— Material for this task —

_ _ _ _

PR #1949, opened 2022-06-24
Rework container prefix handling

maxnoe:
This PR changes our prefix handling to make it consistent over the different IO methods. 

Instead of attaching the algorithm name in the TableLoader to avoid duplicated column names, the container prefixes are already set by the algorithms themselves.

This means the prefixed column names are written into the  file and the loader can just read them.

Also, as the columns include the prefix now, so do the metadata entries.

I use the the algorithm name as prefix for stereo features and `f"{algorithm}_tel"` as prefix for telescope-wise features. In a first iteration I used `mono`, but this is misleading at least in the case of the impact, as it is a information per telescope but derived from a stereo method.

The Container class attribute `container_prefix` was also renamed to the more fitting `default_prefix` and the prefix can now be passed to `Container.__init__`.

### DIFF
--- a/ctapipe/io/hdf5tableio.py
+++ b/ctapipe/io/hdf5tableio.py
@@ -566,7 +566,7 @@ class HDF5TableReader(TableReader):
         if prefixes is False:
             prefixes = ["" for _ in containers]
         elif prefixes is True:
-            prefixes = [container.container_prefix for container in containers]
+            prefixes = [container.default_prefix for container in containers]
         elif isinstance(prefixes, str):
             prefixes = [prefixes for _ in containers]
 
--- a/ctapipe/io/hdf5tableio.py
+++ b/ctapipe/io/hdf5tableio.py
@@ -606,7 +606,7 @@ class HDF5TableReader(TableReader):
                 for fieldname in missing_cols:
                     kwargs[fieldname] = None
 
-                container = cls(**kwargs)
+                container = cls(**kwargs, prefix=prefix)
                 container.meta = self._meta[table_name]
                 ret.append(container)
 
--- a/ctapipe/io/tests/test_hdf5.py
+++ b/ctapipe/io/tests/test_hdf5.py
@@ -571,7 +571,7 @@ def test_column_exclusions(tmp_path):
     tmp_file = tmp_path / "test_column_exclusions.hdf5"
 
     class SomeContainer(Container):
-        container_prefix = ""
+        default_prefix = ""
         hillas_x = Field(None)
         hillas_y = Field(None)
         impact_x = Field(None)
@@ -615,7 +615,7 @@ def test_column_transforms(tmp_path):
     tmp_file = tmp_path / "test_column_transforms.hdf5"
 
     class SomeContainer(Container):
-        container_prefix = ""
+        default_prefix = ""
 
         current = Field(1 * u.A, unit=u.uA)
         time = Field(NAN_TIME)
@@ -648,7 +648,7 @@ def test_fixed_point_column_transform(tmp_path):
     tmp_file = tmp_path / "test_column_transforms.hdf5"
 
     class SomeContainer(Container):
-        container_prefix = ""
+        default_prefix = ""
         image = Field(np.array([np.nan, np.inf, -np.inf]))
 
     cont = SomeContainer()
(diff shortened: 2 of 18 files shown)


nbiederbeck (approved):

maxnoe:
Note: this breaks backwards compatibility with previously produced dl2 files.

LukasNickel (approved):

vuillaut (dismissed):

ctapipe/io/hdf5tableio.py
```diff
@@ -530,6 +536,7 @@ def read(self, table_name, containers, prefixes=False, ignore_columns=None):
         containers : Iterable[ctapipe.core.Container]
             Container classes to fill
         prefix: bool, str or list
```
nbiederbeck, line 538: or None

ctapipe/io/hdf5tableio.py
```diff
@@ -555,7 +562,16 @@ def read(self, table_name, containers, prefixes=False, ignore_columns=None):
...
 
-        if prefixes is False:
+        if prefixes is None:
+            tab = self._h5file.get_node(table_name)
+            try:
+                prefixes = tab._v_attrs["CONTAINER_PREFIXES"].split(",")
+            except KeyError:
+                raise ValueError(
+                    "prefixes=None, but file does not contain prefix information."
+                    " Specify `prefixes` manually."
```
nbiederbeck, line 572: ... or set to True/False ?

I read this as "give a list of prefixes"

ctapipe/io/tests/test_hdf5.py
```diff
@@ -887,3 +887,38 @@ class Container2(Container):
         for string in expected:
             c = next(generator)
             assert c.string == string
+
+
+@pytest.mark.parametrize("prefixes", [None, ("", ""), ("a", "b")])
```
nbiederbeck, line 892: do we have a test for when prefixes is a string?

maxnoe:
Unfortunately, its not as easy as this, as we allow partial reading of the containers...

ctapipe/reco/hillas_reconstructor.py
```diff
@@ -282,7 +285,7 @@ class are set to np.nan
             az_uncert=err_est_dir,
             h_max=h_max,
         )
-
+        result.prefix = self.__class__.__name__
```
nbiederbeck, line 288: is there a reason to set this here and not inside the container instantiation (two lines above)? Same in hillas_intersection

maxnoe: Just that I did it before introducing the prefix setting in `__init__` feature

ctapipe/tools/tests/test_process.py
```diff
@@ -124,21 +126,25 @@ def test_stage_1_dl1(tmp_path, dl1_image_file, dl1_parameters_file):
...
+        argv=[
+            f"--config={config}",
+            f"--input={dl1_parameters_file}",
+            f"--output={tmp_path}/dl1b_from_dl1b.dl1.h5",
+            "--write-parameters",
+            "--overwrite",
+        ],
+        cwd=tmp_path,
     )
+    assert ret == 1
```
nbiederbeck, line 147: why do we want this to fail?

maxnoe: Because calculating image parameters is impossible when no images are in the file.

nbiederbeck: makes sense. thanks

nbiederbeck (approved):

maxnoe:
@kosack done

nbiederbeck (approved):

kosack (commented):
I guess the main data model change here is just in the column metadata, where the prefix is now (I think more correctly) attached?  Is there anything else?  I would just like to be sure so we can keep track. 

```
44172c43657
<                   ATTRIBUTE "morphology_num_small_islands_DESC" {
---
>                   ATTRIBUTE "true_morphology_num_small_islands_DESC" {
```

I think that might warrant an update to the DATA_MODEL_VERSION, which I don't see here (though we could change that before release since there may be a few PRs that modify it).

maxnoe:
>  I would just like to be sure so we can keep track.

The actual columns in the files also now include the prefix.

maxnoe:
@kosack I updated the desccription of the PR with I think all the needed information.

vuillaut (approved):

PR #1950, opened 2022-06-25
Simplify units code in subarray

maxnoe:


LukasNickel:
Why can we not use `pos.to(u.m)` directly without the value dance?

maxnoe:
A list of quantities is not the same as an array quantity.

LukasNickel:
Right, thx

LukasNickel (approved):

_ _ _ _

— Task goal —
Give back every line above, unchanged.

— Reply —
PR #1949, opened 2022-06-24
Rework container prefix handling

maxnoe:
This PR changes our prefix handling to make it consistent over the different IO methods. 

Instead of attaching the algorithm name in the TableLoader to avoid duplicated column names, the container prefixes are already set by the algorithms themselves.

This means the prefixed column names are written into the  file and the loader can just read them.

Also, as the columns include the prefix now, so do the metadata entries.

I use the the algorithm name as prefix for stereo features and `f"{algorithm}_tel"` as prefix for telescope-wise features. In a first iteration I used `mono`, but this is misleading at least in the case of the impact, as it is a information per telescope but derived from a stereo method.

The Container class attribute `container_prefix` was also renamed to the more fitting `default_prefix` and the prefix can now be passed to `Container.__init__`.

### DIFF
--- a/ctapipe/io/hdf5tableio.py
+++ b/ctapipe/io/hdf5tableio.py
@@ -566,7 +566,7 @@ class HDF5TableReader(TableReader):
         if prefixes is False:
             prefixes = ["" for _ in containers]
         elif prefixes is True:
-            prefixes = [container.container_prefix for container in containers]
+            prefixes = [container.default_prefix for container in containers]
         elif isinstance(prefixes, str):
             prefixes = [prefixes for _ in containers]
 
--- a/ctapipe/io/hdf5tableio.py
+++ b/ctapipe/io/hdf5tableio.py
@@ -606,7 +606,7 @@ class HDF5TableReader(TableReader):
                 for fieldname in missing_cols:
                     kwargs[fieldname] = None
 
-                container = cls(**kwargs)
+                container = cls(**kwargs, prefix=prefix)
                 container.meta = self._meta[table_name]
                 ret.append(container)
 
--- a/ctapipe/io/tests/test_hdf5.py
+++ b/ctapipe/io/tests/test_hdf5.py
@@ -571,7 +571,7 @@ def test_column_exclusions(tmp_path):
     tmp_file = tmp_path / "test_column_exclusions.hdf5"
 
     class SomeContainer(Container):
-        container_prefix = ""
+        default_prefix = ""
         hillas_x = Field(None)
         hillas_y = Field(None)
         impact_x = Field(None)
@@ -615,7 +615,7 @@ def test_column_transforms(tmp_path):
     tmp_file = tmp_path / "test_column_transforms.hdf5"
 
     class SomeContainer(Container):
-        container_prefix = ""
+        default_prefix = ""
 
         current = Field(1 * u.A, unit=u.uA)
         time = Field(NAN_TIME)
@@ -648,7 +648,7 @@ def test_fixed_point_column_transform(tmp_path):
     tmp_file = tmp_path / "test_column_transforms.hdf5"
 
     class SomeContainer(Container):
-        container_prefix = ""
+        default_prefix = ""
         image = Field(np.array([np.nan, np.inf, -np.inf]))
 
     cont = SomeContainer()
(diff shortened: 2 of 18 files shown)


nbiederbeck (approved):

maxnoe:
Note: this breaks backwards compatibility with previously produced dl2 files.

LukasNickel (approved):

vuillaut (dismissed):

ctapipe/io/hdf5tableio.py
```diff
@@ -530,6 +536,7 @@ def read(self, table_name, containers, prefixes=False, ignore_columns=None):
         containers : Iterable[ctapipe.core.Container]
             Container classes to fill
         prefix: bool, str or list
```
nbiederbeck, line 538: or None

ctapipe/io/hdf5tableio.py
```diff
@@ -555,7 +562,16 @@ def read(self, table_name, containers, prefixes=False, ignore_columns=None):
...
 
-        if prefixes is False:
+        if prefixes is None:
+            tab = self._h5file.get_node(table_name)
+            try:
+                prefixes = tab._v_attrs["CONTAINER_PREFIXES"].split(",")
+            except KeyError:
+                raise ValueError(
+                    "prefixes=None, but file does not contain prefix information."
+                    " Specify `prefixes` manually."
```
nbiederbeck, line 572: ... or set to True/False ?

I read this as "give a list of prefixes"

ctapipe/io/tests/test_hdf5.py
```diff
@@ -887,3 +887,38 @@ class Container2(Container):
         for string in expected:
             c = next(generator)
             assert c.string == string
+
+
+@pytest.mark.parametrize("prefixes", [None, ("", ""), ("a", "b")])
```
nbiederbeck, line 892: do we have a test for when prefixes is a string?

maxnoe:
Unfortunately, its not as easy as this, as we allow partial reading of the containers...

ctapipe/reco/hillas_reconstructor.py
```diff
@@ -282,7 +285,7 @@ class are set to np.nan
             az_uncert=err_est_dir,
             h_max=h_max,
         )
-
+        result.prefix = self.__class__.__name__
```
nbiederbeck, line 288: is there a reason to set this here and not inside the container instantiation (two lines above)? Same in hillas_intersection

maxnoe: Just that I did it before introducing the prefix setting in `__init__` feature

ctapipe/tools/tests/test_process.py
```diff
@@ -124,21 +126,25 @@ def test_stage_1_dl1(tmp_path, dl1_image_file, dl1_parameters_file):
...
+        argv=[
+            f"--config={config}",
+            f"--input={dl1_parameters_file}",
+            f"--output={tmp_path}/dl1b_from_dl1b.dl1.h5",
+            "--write-parameters",
+            "--overwrite",
+        ],
+        cwd=tmp_path,
     )
+    assert ret == 1
```
nbiederbeck, line 147: why do we want this to fail?

maxnoe: Because calculating image parameters is impossible when no images are in the file.

nbiederbeck: makes sense. thanks

nbiederbeck (approved):

maxnoe:
@kosack done

nbiederbeck (approved):

kosack (commented):
I guess the main data model change here is just in the column metadata, where the prefix is now (I think more correctly) attached?  Is there anything else?  I would just like to be sure so we can keep track. 

```
44172c43657
<                   ATTRIBUTE "morphology_num_small_islands_DESC" {
---
>                   ATTRIBUTE "true_morphology_num_small_islands_DESC" {
```

I think that might warrant an update to the DATA_MODEL_VERSION, which I don't see here (though we could change that before release since there may be a few PRs that modify it).

maxnoe:
>  I would just like to be sure so we can keep track.

The actual columns in the files also now include the prefix.

maxnoe:
@kosack I updated the desccription of the PR with I think all the needed information.

vuillaut (approved):

PR #1950, opened 2022-06-25
Simplify units code in subarray

maxnoe:


LukasNickel:
Why can we not use `pos.to(u.m)` directly without the value dance?

maxnoe:
A list of quantities is not the same as an array quantity.

LukasNickel:
Right, thx

LukasNickel (approved):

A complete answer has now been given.